The different levels of the framework are interconnected, and the model illustrates the complex interplay between individual, parent, family, health care providers, health services, community, and societal and policy factors, as well as the range of factors that can enable or hinder parent and community engagement. Using this framework, we have already conducted an initial mapping of literature about parent engagement and found a wealth of knowledge, but also identified major gaps. We continue to think about it and consider how to strengthen it and advance it for future work.

Why do I care so much about women’s voice in newborn politics? My journey working on maternal and newborn health coincided with me becoming a parent. My first child was born just one year after starting with Save the Children; the second child was born three years later. Therefore, my lens on maternal and newborn health was never just from a professional standpoint; it was indeed quite personal as I physically, mentally and emotionally went through the antenatal, childbirth and postnatal periods while working on the issues. You can read more about my personal experience here.
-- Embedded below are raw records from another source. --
PR #1833, opened 2023-05-25
[SYSTEMDS-3539] Delta Compression Encoding Interfaces

vlad-ponomarenko:
**Description**

-new classes were create for delta encoding task


src/main/java/org/apache/sysds/runtime/compress/colgroup/ColGroupDeltaDDC.java
```diff
@@ -19,11 +19,271 @@
...
  * encoding (DeltaDDC).
  */
-public class ColGroupDeltaDDC  { // extends ColGroupDDC
+public class ColGroupDeltaDDC extends AColGroupCompressed implements AMapToDataGroup  {
+
+    private static final long serialVersionUID = -1045556313148564147L;
+    private AMapToData _data;
+    private DeltaDictionary _dict;
+    //TODO Confirm if casting from ADictionary to DeltaDictionary is reasonable
+    private ColGroupDeltaDDC(IColIndex colIndexes, ADictionary dict, AMapToData data) {
```
Baunsgaard, line 50: Change the constructor to take DeltaDictionary, this is a private constructor so it should be fine.
if you want to you can make another abstract class called ADeltaDictionary in the dictionary folder that then allows us to extend it. But at the current time it is optional.

This change allows you to not cast to DeltaDictionary, removing a potential source of error.

src/main/java/org/apache/sysds/runtime/compress/colgroup/ColGroupDeltaDDC.java
```diff
@@ -19,11 +19,271 @@
...
+        super(colIndexes);
+        _data = data;
+        _dict = (DeltaDictionary) dict;
+    }
+
+    //TODO Confirm if other parameters for constructors are required, such as cachedCounts
+    public static AColGroup create(IColIndex colIndexes, ADictionary dict, AMapToData data) {
+        if(data.getUnique() == 1)
+            return ColGroupConst.create(colIndexes, dict);
```
Baunsgaard, line 59: Not valid. since const is not supporting delta encoding.

src/main/java/org/apache/sysds/runtime/compress/colgroup/ColGroupDeltaDDC.java
```diff
@@ -19,11 +19,271 @@
...
+        else if(dict == null)
+            return new ColGroupEmpty(colIndexes);
```
Baunsgaard, line 61: not valid.
on the other hand if you observe that all instances point to a dictionary entry with only 0, then it is valid. 

consider the case that all deltas throughout the matrix is 0, then you know that it is equivalent to an empty matrix.

src/main/java/org/apache/sysds/runtime/compress/colgroup/dictionary/DeltaDictionary.java
```diff
@@ -20,26 +20,90 @@
 package org.apache.sysds.runtime.compress.colgroup.dictionary;
 
 import org.apache.commons.lang.NotImplementedException;
-import org.apache.sysds.runtime.functionobjects.Divide;
-import org.apache.sysds.runtime.functionobjects.Minus;
-import org.apache.sysds.runtime.functionobjects.Multiply;
-import org.apache.sysds.runtime.functionobjects.Plus;
+import org.apache.sysds.runtime.compress.colgroup.indexes.IColIndex;
+import org.apache.sysds.runtime.data.SparseBlock;
+import org.apache.sysds.runtime.functionobjects.*;
```
Baunsgaard, line 25: we do not allow wildcard imports, instead import only the function objects in use,
There should be a setting for your IDE to change this.

src/main/java/org/apache/sysds/runtime/compress/colgroup/dictionary/DeltaDictionary.java
```diff
@@ -20,26 +20,90 @@
...
+		throw new NotImplementedException();
+	}
+
+	@Override
+	public void aggregateColsWithReference(double[] c, Builtin fn, IColIndex colIndexes, double[] reference, boolean def) {
+		throw new NotImplementedException();
+	}
+
 	@Override
 	public DeltaDictionary applyScalarOp(ScalarOperator op) {
```
Baunsgaard, line 108: This content of applyScalarOp is not completely valid, if it is not correct, comment it out and put a NotImplementedException.

src/main/java/org/apache/sysds/runtime/compress/readers/ReaderColumnSelection.java
```diff
@@ -106,6 +106,30 @@ else if(rawBlock.getDenseBlock().numBlocks() > 1)
 			return new ReaderColumnSelectionDenseMultiBlock(rawBlock, colIndices, rl, ru);
 		return new ReaderColumnSelectionDenseSingleBlock(rawBlock, colIndices, rl, ru);
 	}
+	//TODO Add ReaderColumnSelectionDenseDeltaSingleBlock to the method
```
Baunsgaard, line 109: add a clean newline after all methods, after this you can add your TODO.

src/main/java/org/apache/sysds/runtime/compress/readers/ReaderColumnSelection.java
```diff
@@ -106,6 +106,30 @@ else if(rawBlock.getDenseBlock().numBlocks() > 1)
...
+	public static ReaderColumnSelection createDeltaReader(MatrixBlock rawBlock, IColIndex colIndices, boolean transposed,
+													 int rl, int ru) {
+		checkInput(rawBlock, colIndices, rl, ru);
```
Baunsgaard, line 112: The content of this method is not valid, therefore throw NotImplementedException.

src/main/java/org/apache/sysds/runtime/compress/readers/ReaderColumnSelectionDenseDeltaSingleBlock.java
```diff
@@ -0,0 +1,18 @@
+package org.apache.sysds.runtime.compress.readers;
```
Baunsgaard, line 1: Missing license, you can take it from another file.

Baunsgaard (commented):
Thanks for the PR, this is a good start.

Next step is to add a test case of something simple.
For instance make a custom test case for the construction of a DDCDeltaEncoded group.

you can make this a new class in: 
`src/test/java/org/apache/sysds/test/component/compress/colgroup/ColGroupDeltaDDCTest.java`

There make a matrix just like we did on paper, and manually know how the DeltaDDC should be and call the constructor with that.

Then the next step is to add the decompression instruction to be able to decompress the DeltaDDC into a dense Matrix.

src/main/java/org/apache/sysds/runtime/compress/colgroup/dictionary/DeltaDictionary.java
vlad-ponomarenko: I will check it again before the next commit/push, the issue remains unresolved for now and not forgotten.

src/main/java/org/apache/sysds/runtime/compress/colgroup/ColGroupDeltaDDC.java
vlad-ponomarenko: Should I also considerer a case where every element in a column is the same? In a column (-3,-3,-3,-3), the first delta would  be -3 and all other deltas 0. In that case I would check if the first delta value is 0 and all other deltas are the same, then it would be possible to create a constant column group? Or have I misunderstunt the definition of a constant column group? 

 if (dict.getValues().length == 1 && dict.getValue(0)==0), that would represent not an empty Matrix, but a Matrix that only contains zeros, therefore, my recent code is invalid I suppose. 

The definition of an empty matrix in this context is a matrix with only zeroes or is it a matrix with at least one dimension that is equal to zero?

Baunsgaard: yes, if the column can be encoded as a constant or an empty column group the return should be an empty column group. 
The case you write is exactly the case we need to support.

But !

While it would be good that we return the specialized instance of const and empty column groups,  you do not have to add it if it is confusing, just make sure that the thing that is returned from the construct is correct, or throw an error if incorrect.

Baunsgaard:
You need to fix the failing tests such that i can merge this starting point into the system,
The fix in this case is a file missing an import.

image


Thanks.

For the past decade, I have worked for Save the Children’s Saving Newborn Lives project, which has placed me at the forefront of global policy-making and allowed me to work in other African countries at local and national levels with Ministries of Health. Time and again, I found myself sitting as a new mother, at the decision-making table for newborn health policy and programming, and thinking “where are the women who have suffered and why are they not here demanding change.” Or I would walk through a maternity ward and a mother of a stillborn was recovering in a room full of women with newborns. “Why is she not given privacy?”

With my voice as a woman in newborn politics, I have been committed to bring the voice of affected parents to the table – and thankfully have met many other women and men on the same mission. I am most humbled when meeting affected mothers or fathers of stillbirth or prematurity who have started an organization that helps other affected families or who have the courage to speak up at high-level political national or global events. Parent groups are expanding and becoming more organized and, as such, we are seeing change.  Recently, two groups representing parent interests have been officially invited into the global “newborn survival network”. We have also had success with activities, such as World Prematurity Day and promoting the Kangaroo Mother Care challenge.  Elevating women’s participation in the politics of newborn health will be at the heart of the change we wish to see for all mothers and babies to survive and thrive.

And until then, as a woman, I remain enraged that other women are suffering. As a parent, I am heartbroken that other parents suffer the preventable death or disability of their child. As a health policy and systems researcher, I am determined to bring new ideas to the table and shift the tradition of burden specific advocacy into something bigger and more useful to health policy makers and health managers. As an advocate, I am committed to strengthening public participation of women in newborn politics.